Exercise goal.
Which lines of the data contain the string "conditions"? Copy every one.

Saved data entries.
========================================
PR #3005, opened 2023-01-24
reorder some ax-12 based theorems before those also in need of ax-10

wlammen:
title says it all


benjub (approved):
The diffs make it a bit hard to check that no DV conditions were added when moving scopes around. If you checked that on your side, then that's good with me.

wlammen:
No dv conditions were added

wlammen:
Used a backup to restore the PR after an accidental operation in github.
========================================
Exercise result.
The diffs make it a bit hard to check that no DV conditions were added when moving scopes around. If you checked that on your side, then that's good with me.
No dv conditions were added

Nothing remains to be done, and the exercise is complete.